Dementia results in decline of the memory and other cognitive functions. While Alzheimer’s accounts for up to 80 percent of dementia cases, there are other causes as well, including vascular dementia post-stroke, thyroid and vitamin deficiencies. Things sure do start small with dementia but eventually result in drastic changes in the quality of life.
Advances in high-throughput whole genome sequencing had led to a dynamic shift in understanding the genetics associated with neurodegenerative diseases. Genetic factors have been recognized as a critical contributor for dementia and identifying these genes will eventually allow for gene-specific therapeutics to be developed. Although scientists have identified genes associated with dementia risk, there is little understanding of how those genes contribute to the cascade of events that lead brain cells to die.

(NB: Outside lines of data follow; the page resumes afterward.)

Issue #26658, opened 2026-02-26
@[minify] corrupts enum field values when V is built from source with Clang; v fmt fails on every file


quaesitor-scientiam:
### Describe the bug

When V is compiled from source using Clang (`-cc clang`), the resulting binary silently corrupts enum-typed fields in `@[minify]`-annotated structs. All keyword tokens appear as `unknown` kind, causing `v fmt` — and likely all compiler operations — to fail on every V file.

The prebuilt V binary (TCC-compiled) is not affected. The bug is introduced by the Clang rebuild.

The `@[minify]` C backend emits enum bit fields without `unsigned`:

```c
v__token__Kind kind : 7;   // no 'unsigned' — signedness is implementation-defined in C
```

Since V enums are always non-negative, `unsigned int` should be used to make behavior well-defined.

---

### Reproduction Steps

```sh
# On a clean V repo (tested on weekly.2026.08, Windows x64):
cd /path/to/v

# Baseline — prebuilt binary works fine:
./v fmt test.v       # outputs formatted source correctly

# Rebuild with Clang:
./v -cc clang -o vnew cmd/v

# Clang-built binary fails:
./vnew fmt test.v
```

`test.v`:
```v
module main
fn main() { println('hello') }
```

To inspect the generated C bit fields:
```sh
./v -keepc -cc clang -o out test.v
# Search for 'kind :' in the generated .c file
```

Generated C shows:
```c
struct v__token__Token {
    v__token__Kind kind : 7;   // plain enum type, no 'unsigned'
};
struct v__ast__TypeSymbol {
    v__ast__Kind kind : 6;     // plain enum type, no 'unsigned'
};
```

---

### Expected Behavior

`./vnew fmt test.v` outputs the formatted source, regardless of whether V was built with TCC or Clang.

---

### Current Behavior

`./vnew fmt test.v` (with Clang-built binary) fails:

```
invalid expression: unexpected keyword `module`
```

All keyword tokens read as `unknown`. Diagnostic output confirmed the corruption:

```
tok[0]: kind=unknown (-37)  lit=module    // key_module=91; observed -37
tok[2]: kind=unknown (-47)  lit=fn        // key_fn=81;     observed -47
tok[4]: kind=( (52)         lit=          // lpar=52; stored correctly
```

Cascading failures before fix (removing `@[minify]`):

| Struct | Bit field | Affected values | Symptom |
|--------|-----------|----------------|---------|
[...]

PR #26661, opened 2026-02-27
enum struct fields: token, ast: remove @[minify] from structs with enum fields

quaesitor-scientiam:
When V is built from source with Clang, @[minify] generates C bit fields for enum-typed struct fields without 'unsigned'. Clang's handling of enum bit field signedness causes keyword token values (key_module=91 etc.) to be stored as negative numbers, corrupting the AST and breaking v fmt on every file.

Fix: remove @[minify] from Token, TypeSymbol, CallExpr, InfixExpr, AssignStmt, and all other structs in token.v, ast/types.v, ast/ast.v, and ast/attr.v that contain enum-typed fields.

Fixes https://github.com/vlang/v/issues/26658

### DIFF
--- a/vlib/v/ast/ast.v
+++ b/vlib/v/ast/ast.v
@@ -250,7 +250,6 @@ pub:
 	pos token.Pos
 }
 
-@[minify]
 pub struct StringLiteral {
 pub:
 	val      string
@@ -302,7 +301,6 @@ pub enum GenericKindField {
 }
 
 // `foo.bar`
-@[minify]
 pub struct SelectorExpr {
 pub:
 	pos        token.Pos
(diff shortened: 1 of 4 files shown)


quaesitor-scientiam:
The single CI failure (`vlib/datatypes/lockfree/ringbuffer_test.v`, exit code 2) is a pre-existing, unrelated flaky test. It uses an internal watchdog thread that calls `exit(2)` after 10 s to catch deadlocks in lock-free operations on Windows. The test was added 2026-02-16 and already carries a `// vtest retry: 2` annotation. It has no dependency on any of the files changed in this PR (`vlib/v/token/token.v`, `vlib/v/ast/ast.v`, `vlib/v/ast/types.v`, `vlib/v/ast/attr.v`). All 2639 other tests passed.

PR #26678, opened 2026-03-02
cgen: use unsigned int for enum bit fields in @[minify] structs

### LINKED ISSUE #26658: @[minify] corrupts enum field values when V is built from source with Clang; v fmt fails on every file

quaesitor-scientiam:
## Summary

- In C, the signedness of a bit field declared with an enum type is implementation-defined. Clang on Windows x64 treats it as **signed**, so enum values ≥ 64 stored in a 7-bit field become negative — corrupting token kinds, type kinds, operators, etc. TCC and GCC happen to default to unsigned, masking the bug.
- Fix: emit `unsigned int` instead of the C enum type alias when generating bit fields for enum fields in `@[minify]` structs. Three lines changed in `vlib/v/gen/c/struct.v`.
- Adds a regression test with a 65-value enum (forces a 7-bit field) confirming values ≥ 64 are not corrupted under Clang.
- Updates `minify_option_field_not_msvc_windows.c.must_have` to match the new output.

Fixes #26658

## Test plan

- [x] `./vnew -silent vlib/v/gen/c/coutput_test.v` — all pass
- [x] `./vnew_clang -cc clang -cflags "--target=x86_64-pc-windows-gnu" run vlib/v/gen/c/testdata/minify_enum_unsigned_not_msvc_windows.vv` — outputs `true` / `64` (would output `false` / `-64` before the fix)

### DIFF
--- a/vlib/v/ast/ast.v
+++ b/vlib/v/ast/ast.v
@@ -250,6 +250,7 @@ pub:
 	pos token.Pos
 }
 
+@[minify]
 pub struct StringLiteral {
 pub:
 	val      string
@@ -301,6 +302,7 @@ pub enum GenericKindField {
 }
 
 // `foo.bar`
+@[minify]
 pub struct SelectorExpr {
 pub:
 	pos        token.Pos
@@ -351,6 +353,7 @@ pub:
 	pos token.Pos
 }
 
+@[minify]
 pub struct StructField {
 pub:
 	pos              token.Pos
@@ -413,6 +416,7 @@ pub mut:
 }
 
 // const declaration
+@[minify]
 pub struct ConstDecl {
 pub:
 	is_pub bool
@@ -424,6 +428,7 @@ pub mut:
 	is_block     bool         // const() block
 }
 
+@[minify]
 pub struct StructDecl {
 pub:
 	pos           token.Pos
@@ -467,6 +472,7 @@ pub:
 	comments []Comment
 }
 
+@[minify]
 pub struct InterfaceDecl {
 pub:
 	name          string
@@ -510,6 +516,7 @@ pub mut:
 //    ...a
 //    field1: 'hello'
 // }`
+@[minify]
 pub struct StructInit {
 pub:
 	pos             token.Pos
@@ -574,6 +581,7 @@ pub mut:
 }
 
 // function or method declaration
+@[minify]
 pub struct FnDecl {
 pub:
 	name                  string // 'math.bits.normalize'
@@ -667,6 +675,7 @@ pub fn (f &FnDecl) new_method_with_receiver_type(new_type_ Type) FnDecl {
 	}
 }
 
+@[minify]
 pub struct FnTrace {
 pub mut:
 	name string
@@ -678,6 +687,7 @@ pub:
 	is_fn_var   bool
 }
 
+@[minify]
 pub struct Fn {
 pub:
 	is_variadic           bool
@@ -729,6 +739,7 @@ fn (f &Fn) method_equals(o &Fn) bool {
 		&& f.name == o.name
 }
 
+@[minify]
 pub struct Param {
 pub:
 	pos        token.Pos
@@ -794,6 +805,7 @@ fn (p []Param) equals(o []Param) bool {
 }
 
 // break, continue
+@[minify]
 pub struct BranchStmt {
 pub:
 	kind  token.Kind
@@ -869,6 +881,7 @@ pub enum CallKind {
 }
 
 // function or method call expr
+@[minify]
 pub struct CallExpr {
 pub:
 	pos      token.Pos
@@ -926,6 +939,7 @@ pub struct AutofreeArgVar {
 */
 
 // function call argument: `f(callarg)`
+@[minify]
 pub struct CallArg {
 pub:
 	is_mut   bool
@@ -963,6 +977,7 @@ pub enum ComptimeVarKind {
 	aggregate     // aggregate var
 }
 
+@[minify]
 pub struct Var {
 pub:
 	name            string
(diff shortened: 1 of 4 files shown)


vlib/v/gen/c/struct.v
```diff
@@ -734,7 +736,8 @@ fn (mut g Gen) struct_decl(s ast.Struct, name string, is_anon bool, is_option bo
 				}
 			}
 			if !field_is_anon {
-				g.type_definitions.writeln('\t${volatile_prefix}${type_name} ${field_name}${size_suffix};')
+				actual_type := if is_enum_bitfield { 'unsigned int' } else { type_name }
```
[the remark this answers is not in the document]
quaesitor-scientiam: Resolved with commit 4fd491c

vlib/v/gen/c/struct.v
```diff
@@ -734,7 +736,17 @@ fn (mut g Gen) struct_decl(s ast.Struct, name string, is_anon bool, is_option bo
 				}
 			}
 			if !field_is_anon {
-				g.type_definitions.writeln('\t${volatile_prefix}${type_name} ${field_name}${size_suffix};')
+				actual_type := if is_enum_bitfield {
+					enum_info := field_sym.info as ast.Enum
+					if enum_info.typ != 0 && enum_info.typ.is_unsigned() {
+						type_name
+					} else {
+						'unsigned int'
```
JalonSolov, line 745: This doesn't seem correct.  If you had `enum as i8`, it would come out as `unsigned int`.

quaesitor-scientiam: Fixing it now

PR #26682, opened 2026-03-03
thirdparty,sokol: add wayland support

dy-tea:
Adds wayland support to sokol, translates some sokol code to V (such as sfons), also updates the sokol version.

Can be enabled by passing the `-d sokol_wayland` flag during compilation.

The relevant wayland protocol files are bundled for simpler compilation.


JalonSolov:
The .h files are fine, but should the .a files be there?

The research team sought to solve that puzzle through an approach known as "systems biology," which applies powerful genomic and analytic tools to studying the genome holistically, taking into account the complex interactions of the thousands of genes and the cells and proteins they produce.
A UCLA-led research team has identified genetic processes involved in the neurodegeneration that occurs in dementia—an essential step on the path toward developing therapies that could slow or halt the course of the disease. The findings appear on December 3rd in the journal Nature Medicine.
The researchers discovered two significant groups of genes involved in mutations that result in an overproduction of a protein called tau, a hallmark of the progressive loss of neurons seen in significant forms of dementia. The study was primarily done in mouse models of dementia, although the researchers performed additional experiments that indicated the same genetic process occurs in human brains.
Brain scan of dementia patient shows neurons with Tau protein (in green) and reactive astrocyte cells (in red). Credit: UCLA/Geschwind lab
Armed with that knowledge, the team searched an extensive database of the genetic effects of experimental drugs to identify those that might alter this loss of neurons or neurodegeneration. In human cell cultures, the researchers showed that the use of these molecules interfered with neurodegeneration.
"Our study is the most comprehensive published effort to date to identify the source of neurodegeneration across species and provides an important roadmap for the development of potentially effective new drugs for Alzheimer's disease and other dementia," said senior author Dr. Daniel Geschwind, a professor of neurology and psychiatry who holds the Gordon and Virginia MacDonald Distinguished Chair in Human Genetics at the David Geffen School of Medicine at UCLA.
The researchers used systems biology to identify genetic processes in a mutation that results in the overproduction of tau in frontotemporal dementia, a form of early-onset dementia. A similar process also has been shown to play an essential role in Alzheimer's disease and another type of dementia known as supranuclear palsy, which affects both movement and cognition.
Geschwind's team hypothesized that a reason why research with mouse models of dementia often fails to produce results translatable to humans is that most mouse studies have relied on a single inbred strain.
To increase the likelihood that their findings would have broader implications, the researchers studied the mutation caused by frontotemporal dementia in three genetically distinct strains of mice. The team looked at the genetic activity occurring in different parts of and points of time in a degenerating brain.
In the study, two gene clusters were found to be associated with neurodegeneration across all three mouse models and in the susceptible regions of the brain.
"There is still a significant amount of work that needs to be done to develop drugs that could be effectively used in humans against these targets, but this is an encouraging step," said Geschwind, who also serves as co-director of the Center for Neurobehavioral Genetics at the Semel Institute for Neuroscience and Human Behavior at UCLA, and senior associate dean and associate vice chancellor of precision medicine at UCLA Health.